PR #1601, opened 2026-07-24
fix(pulse): memory-consolidation must be a script job, not type:claude

asdf8675309:
The memory-consolidation job runs two deterministic CLIs (SessionHarvester, LearningPatternSynthesis) but was typed as "claude". spawnClaude() launches the CLI with --tools "" (PULSE/lib.ts), so an agent told to *execute* those commands has no tool to do it — it emits a few seconds of narration and exits, which the runner logs as "completed". The job has therefore never run.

[Instructions for the task] Quote each line above in full, word for word.

[Task response]
PR #1601, opened 2026-07-24
fix(pulse): memory-consolidation must be a script job, not type:claude

asdf8675309:
The memory-consolidation job runs two deterministic CLIs (SessionHarvester, LearningPatternSynthesis) but was typed as "claude". spawnClaude() launches the CLI with --tools "" (PULSE/lib.ts), so an agent told to *execute* those commands has no tool to do it — it emits a few seconds of narration and exits, which the runner logs as "completed". The job has therefore never run.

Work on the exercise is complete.